Editor’s Log: Lessons Learned - The Fisherman

Editor’s Log: Lessons Learned

The New Jersey edition of The Fisherman was launched in 1973 with Pete Barrett at the helm.  It was Pete who took a chance on me in the fall of 2002, ultimately handing over the editorial reins before his retirement in the summer of 2006.  During my first few months on the job, Pete advised me to keep my pencil sharp in order to keep up with the weekly deadlines and 50 weekly Editor’s Logs.  There are 38 written columns now, but now with the weekly video fishing forecasts as well the pace is still as swift.

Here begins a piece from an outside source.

Issue #1425, opened 2026-08-13
Reduce-motion guards are applied by memory, not by rule — two App.svelte transitions are unguarded


bloknayrb:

Pete’s earliest editorial instructions to me were fairly straightforward – stand up for anglers and the recreational fishing community at large, and simply put, if I saw something I should say something.  It was easier back then when individual partisan loyalties weren’t so deeply rooted, and calling out politicians for lack of attention to anglers’ needs didn’t offend sensitive personal party allegiances.  Before this divisive political tightrope came to be, I was taught to rely on key fisheries advocates for editorial fodder, Tom Fote from the Jersey Coast Anglers Association for example.  It was during those early days in our Point Pleasant office that Tom tipped me off to an artificial reef dispute over NYC subway cars, placing a bullseye squarely on Cindy Zipf at Clean Ocean Action (COA).

The week my Editor’s Log ran – one in which I excoriated Cindy and COA – I received a call from the late Dery Bennett, executive director of the American Littoral Society (ALS).  Dery was not happy with my column and invited me to his Sandy Hook office to talk.  The next day in the ALS headquarters Dery explained how the information contained in my editorial was taken out of context during private meetings in which stakeholders were debating reef “materials of opportunity” and items which might prove hazardous in a marine environment.

Basically, Dery said the info used to attack Cindy was off the record, part of a much broader brainstorm session about “what if” considerations and worst case scenarios; he explained it as a candid discussion meant to be kept confidential for the sake of open and honest dialog.  I offered Dery a slot in the next edition as a counterpoint but he respectfully declined, explaining how he wished to honor that original confidentiality pledge.  “It wasn’t for publication then, it’s not for publication now,” he essentially told me.  As I came to realize, sometimes it’s important for stakeholders to hash things out privately, before public vetting and dissection; it was my first real experience with “off the record” material as a fishing reporter.

The issue was eventually sorted out, and in 2003 a bunch of old NYC subway cars dubbed Redbirds were deposited off Cape May.  An additional set of stainless steel subway cars were also deployed along New Jersey’s artificial reef complex, but subsequent surveys found those cars exhibited significant structural damage and degradation, rendering them practically useless as reef structure within a few short years.  The fact is, some materials work on reef sites, others do not, the basic premise of that private discussion over two decades ago. Years later, I bumped into Cindy at a state hearing and apologized for getting baited into authoring a one-sided hit piece.  “You know, some of those subway cars really suck as reef sites,” I told her with a smile.  We’ve remained friends ever since.

Whenever I hear shills for industrial offshore wind badmouthing Cindy Zipf and COA about an artificial reef debacle that might not have made many headlines had it not been for my byline, I get pretty angry.  At the end of the day that’s a cross for me to bear as a writer, one who has since learned a few things about blind trust, personal politics and the power of the written word.